§ Your task
Beginning with the line containing "fix: org thumbnail" and ending with the last line of the entries below, copy each line exactly and nothing else.

• • •

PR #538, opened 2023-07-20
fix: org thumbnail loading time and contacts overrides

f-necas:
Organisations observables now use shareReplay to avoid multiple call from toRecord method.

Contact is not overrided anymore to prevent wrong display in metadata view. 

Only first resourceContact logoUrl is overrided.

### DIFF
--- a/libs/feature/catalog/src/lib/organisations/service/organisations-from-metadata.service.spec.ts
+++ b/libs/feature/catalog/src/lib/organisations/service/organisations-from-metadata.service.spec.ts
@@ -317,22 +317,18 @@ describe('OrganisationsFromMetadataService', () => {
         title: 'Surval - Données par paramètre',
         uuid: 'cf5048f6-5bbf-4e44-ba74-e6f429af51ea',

• • •

§ Written reply
fix: org thumbnail loading time and contacts overrides

f-necas:
Organisations observables now use shareReplay to avoid multiple call from toRecord method.

Contact is not overrided anymore to prevent wrong display in metadata view. 

Only first resourceContact logoUrl is overrided.

### DIFF
--- a/libs/feature/catalog/src/lib/organisations/service/organisations-from-metadata.service.spec.ts
+++ b/libs/feature/catalog/src/lib/organisations/service/organisations-from-metadata.service.spec.ts
@@ -317,22 +317,18 @@ describe('OrganisationsFromMetadataService', () => {
         title: 'Surval - Données par paramètre',
         uuid: 'cf5048f6-5bbf-4e44-ba74-e6f429af51ea',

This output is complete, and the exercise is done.